## TASK OBJECTIVE
Scan the entries below for the word "category" and copy every line in which it occurs.

## LISTED RECORDS

PR #4916, opened 2023-09-27
SALTO-4817: Return reference to project category

IdoZakk:
We used to return them based on id, but we do not have an id on addition.
Changed to key, added tests and some coverage

---

---
_Release Notes_: 
Jira Adapter:
* Fixed a bug that caused project category not to be translated into a reference after project addition
---
_User Notifications_: 
None


shayc331 (approved):
LGTM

## TASK ANSWER
SALTO-4817: Return reference to project category
* Fixed a bug that caused project category not to be translated into a reference after project addition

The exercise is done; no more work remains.